The findings support the joint benefits of muscle-strengthening activities through weight training along with aerobic activity, in amounts that roughly align with current physical activity guidelines, the authors said.
The World Health Organization recommends that older adults (ages 65 and older) get at least 150 to 300 minutes of moderate-intensity exercise or 75 to 150 minutes of vigorous aerobic exercise per week. Aerobic activities include walking, dancing, running or jogging, biking, and swimming.
Muscle-strengthening exercises should be done at least twice a week if possible, according to the guidelines. Those can help prevent falls and related injuries, as well as decreased bone health and ability.
Weight training exercises you can do for 30 to 60 minutes include dead lifts, dumbbell overhead presses, and dumbbell lateral raises, which involve using your back and shoulder muscles to lift light dumbbells so that you your arms and body form a T-shape.
Important Note: If you experience pain while exercising, stop immediately. Check with your doctor before beginning any new exercise program.
The authors had no information on the specific weight training or aerobic exercises that the participants did.
“As the authors stated, there was no information on training intensity, training load, volume (sets and repetitions),” Momma said. via email. “Therefore, the optimal prescription for regular muscle strengthening exercises to prevent mortality remains unclear. However, this limitation is not limited to this study. Epidemiology studies of muscle-strengthening exercise are prone to this limitation.”
But the researchers had some ideas about how exercise might help prevent disease or early death.
Weight training can improve body composition or lean muscle mass, which has been previously associated with greater protection against premature death from any cause and cardiovascular diseases.
Having more lean muscle and less body fat can help with balance, posture and regulating cholesterol levels, Dr. Nieca Goldberg told CNN in March. Goldberg, medical director of Atria New York City and an associate clinical professor of medicine at New York University Grossman School of Medicine, was not involved in the study.
“We know that people with obesity are at increased risk of cardiovascular disease, glucose intolerance and some types of cancer, so improving that (health) profile is beneficial,” Goldberg said. “People who participate in regular activities … can also have a healthier outlook and have other healthy lifestyles.”
The biggest benefit of combining both exercises could be because the two work together to improve health, Dr. William Roberts, a professor in the department of family medicine and community health at the University of Minnesota, told CNN in March. A balanced diet more closely mimics the lifestyles of our ancestors, he added.
In addition, the muscle helps the functions of the endocrine and paracrine systems, said the authors, those responsible for hormones other cellular communication, respectively. Weight training could also be done in social settings, the researchers added, and having social connections has been linked to living longer.
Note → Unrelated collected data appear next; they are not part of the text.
PR #133, opened 2020-08-19
Add SpanAttributeName String constants

### LINKED ISSUE #132: Backwards-compatible SpanAttribute string constants
Since we added Swift >= 5.0 support our semantic `Span` attributes (which are >= 5.2-only) cannot be used in libraries that make use of this backward-compatibility. Therefore, we want to expose string constants for the attribute keys that can be used with any Swift version. We'll then reuse these constants when defining the 5.2-only type-safe attributes.

slashmo:
Closes #132

### DIFF
--- a/Sources/OpenTelemetryInstrumentationSupport/SpanAttribute+EndUser.swift
+++ b/Sources/OpenTelemetryInstrumentationSupport/SpanAttribute+EndUser.swift
@@ -14,8 +14,11 @@
 import TracingInstrumentation
 
 extension SpanAttributeName {
+    /// - See: EndUserAttributes
     public static let endUserID = "enduser.id"
+    /// - See: EndUserAttributes
     public static let endUserRole = "enduser.role"
+    /// - See: EndUserAttributes
     public static let endUserScope = "enduser.scope"
 }
 
--- a/Sources/OpenTelemetryInstrumentationSupport/SpanAttribute+EndUser.swift
+++ b/Sources/OpenTelemetryInstrumentationSupport/SpanAttribute+EndUser.swift
@@ -11,9 +11,15 @@
 //
 //===----------------------------------------------------------------------===//
 
-#if swift(>=5.2)
 import TracingInstrumentation
 
+extension SpanAttributeName {
+    public static let endUserID = "enduser.id"
+    public static let endUserRole = "enduser.role"
+    public static let endUserScope = "enduser.scope"
+}
+
+#if swift(>=5.2)
 extension SpanAttributes {
     /// Semantic end-user attributes.
     public var endUser: EndUserAttributes {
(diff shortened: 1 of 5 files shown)


Sources/OpenTelemetryInstrumentationSupport/SpanAttribute+EndUser.swift
```diff
@@ -33,6 +33,8 @@ extension SpanAttributes {
 }
 
 /// End-user-related semantic conventions as defined in the OpenTelemetry spec.
+///
+/// - SeeAlso: [OpenTelemetry: General identity attributes](https://github.com/open-telemetry/opentelemetry-specification/blob/b70565d5a8a13d26c91fb692879dc874d22c3ac8/specification/trace/semantic_conventions/span-general.md#general-identity-attributes) (as of August 2020)
```
ktoso, line 40: cool good 👍

Sources/OpenTelemetryInstrumentationSupport/SpanAttribute+EndUser.swift
```diff
@@ -39,14 +47,14 @@ public struct EndUserAttributes: SpanAttributeNamespace {
         public init() {}
 
         /// Username or client_id extracted from the access token or Authorization header in the inbound request from outside the system.
-        public var id: SpanAttributeKey<String> { "enduser.id" }
+        public var id: SpanAttributeKey<String> { .init(name: SpanAttributeName.endUserID) }
 
         /// Actual/assumed role the client is making the request under extracted from token or application security context.
-        public var role: SpanAttributeKey<String> { "enduser.role" }
+        public var role: SpanAttributeKey<String> { .init(name: SpanAttributeName.endUserRole) }
```
ktoso, line 56: meh yeah too bad we mis the expressible by...

it's fine tho, good 👍

Sources/OpenTelemetryInstrumentationSupport/SpanAttribute+EndUser.swift
```diff
@@ -11,9 +11,15 @@
 //
 //===----------------------------------------------------------------------===//
 
-#if swift(>=5.2)
 import TracingInstrumentation
 
+extension SpanAttributeName {
+    public static let endUserID = "enduser.id"
+    public static let endUserRole = "enduser.role"
+    public static let endUserScope = "enduser.scope"
```
ktoso, line 22: I wonder if we should 

/// - See: `EndUserAttributes`

on all of those to at least link like that; I don't want to copy all of the documentation here though, but at least in the docs rendering each attr can point at the right struct to look for full docs.

Sources/OpenTelemetryInstrumentationSupport/SpanAttributeName.swift
```diff
@@ -0,0 +1,17 @@
...
+//
+// See LICENSE.txt for license information
+//
+// SPDX-License-Identifier: Apache-2.0
+//
+//===----------------------------------------------------------------------===//
+
+import TracingInstrumentation
+
+/// A set of `String` constants describing semantic names for `SpanAttributes`.
```
ktoso:
```suggestion
/// Namespace for attribute key constants used with `SpanAttributes`.
```

?

ktoso (commented):
Minor comments, looks good

Sources/OpenTelemetryInstrumentationSupport/SpanAttribute+EndUser.swift
slashmo: Yep, that's a nice compromise.

ktoso (approved):

PR #136, opened 2020-08-20
Namespace SpanAttributeNames

### LINKED ISSUE #135: Consider grouping span attribute names in namespaces
Just an idea...

I think this would compose better (plus much nicer generated documentation and autocompletion support):

```swift
extension SpanAttributeName {
    /// Semantic conventions for HTTP spans.
    public enum HTTP {
        public static let method = "http.method"
        public static let url = "http.url"
    }
}
```

than

```swift
extension SpanAttributeName {
    public static let httpMethod = "http.method"
    public static let httpURL = "http.url"
}
```

slashmo:
Closes #135

### DIFF
--- a/Sources/OpenTelemetryInstrumentationSupport/SpanAttribute+EndUser.swift
+++ b/Sources/OpenTelemetryInstrumentationSupport/SpanAttribute+EndUser.swift
@@ -15,11 +15,14 @@ import TracingInstrumentation
 
 extension SpanAttributeName {
     /// - See: EndUserAttributes
-    public static let endUserID = "enduser.id"
-    /// - See: EndUserAttributes
-    public static let endUserRole = "enduser.role"
-    /// - See: EndUserAttributes
-    public static let endUserScope = "enduser.scope"
+    public enum EndUser {
+        /// - See: EndUserAttributes
+        public static let id = "enduser.id"
+        /// - See: EndUserAttributes
+        public static let role = "enduser.role"
+        /// - See: EndUserAttributes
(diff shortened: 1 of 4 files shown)


Sources/OpenTelemetryInstrumentationSupport/SpanAttribute+EndUser.swift
```diff
@@ -15,11 +15,14 @@ import TracingInstrumentation
 
 extension SpanAttributeName {
     /// - See: EndUserAttributes
-    public static let endUserID = "enduser.id"
-    /// - See: EndUserAttributes
-    public static let endUserRole = "enduser.role"
-    /// - See: EndUserAttributes
-    public static let endUserScope = "enduser.scope"
+    public enum EndUser {
```
ktoso, line 18: `Enduser` since we dont uppercase or separate it in the IDs either? (it is `enduser` not `end_user`)?

ktoso (approved):
LGTM :)

Sources/OpenTelemetryInstrumentationSupport/SpanAttribute+EndUser.swift
slashmo: Mh, was on the fence about this. In the ID we don't have a choice if we want to be Otel-compatible, but grammatically correct would be end-user (at least according to Grammarly 😁).

ktoso: Not a strong opinion, we can go with this 👍

PR #141, opened 2020-08-31
Drop Instrument suffix in TracingInstrument & TracingInstrumentation

### LINKED ISSUE #140: Consider renaming TracingInstrument -> Tracer as it's a well known word
And just "happens to be" an instrument as well.

It causes less typing in instrumented systems / user apps and is more familiar to existing users.
We should not make our API too annoying to use as people won't like it otherwise.

Our Tracer also aligns with OTel so that's good.

slashmo:
Closes #140


ktoso (approved):
LGTM, Let's gooo~

PR #142, opened 2020-08-31
Require Span types to be classes

### LINKED ISSUE #119: Force Spans to be classes?
I remain on the fence about it... So far I've seen a few implementation implementations of tracers and only one of them uses structs for spans, though it's also very simplistic and should really also be a class. (All notable impls, xray and a few others I looked into though cannot share are really best implemented by classes).

Most specifically, this is more about the functions being mutating and that then we have `var span` and we change that, rather than mutating the span which does not feel as natural. Context is different because it's a bag of values and naturally has value semantics, but spans not really -- and spans _do_ want `deinit` because they _do_ want to report any dropped spans.

Specifically in patterns like this:

```
var/let span = tracer.startSpan("...", context: context)

someAsync { 
  someAsync { span.end() } // double ending, bad!
  span.end() // "mutating" because sets flags/timestamps
}
```

the value semantics actually are not so good here, because we'd also want to detect a double `end()`, and open telemetry advices:

> Implementations MUST ignore all subsequent calls to End (there might be exceptions when Tracer is streaming event and has no mutable state associated with the Span).

So yeah, that basically means spans are mutable so might as well embrace it -- forcing all spans to be classes.

Any concerns about this?

slashmo:
Closes #119

### DIFF
--- a/Package.swift
+++ b/Package.swift
@@ -7,14 +7,14 @@ let package = Package(
         .library(name: "Instrumentation", targets: ["Instrumentation"]),
         .library(name: "Tracing", targets: ["Tracing"]),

The authors noted that there might be measurement errors associated with participants recalling their exercise habits, and that the study might not be applicable to people of color and younger, since most participants were non-Hispanic white and had a average age of 71 years.
Future studies that are more diverse, longer, and attentive over time would be beneficial in understanding the relationships between these exercises and the risk of premature death, the authors said.
But for now, older adults who do either exercise should incorporate the other into their daily lives, Momma said.
“Some physical activity is better than none at all,” Mom said. “Because fitness levels and chronic conditions among the elderly vary with (the) individual, be as physically active as your abilities and conditions allow.”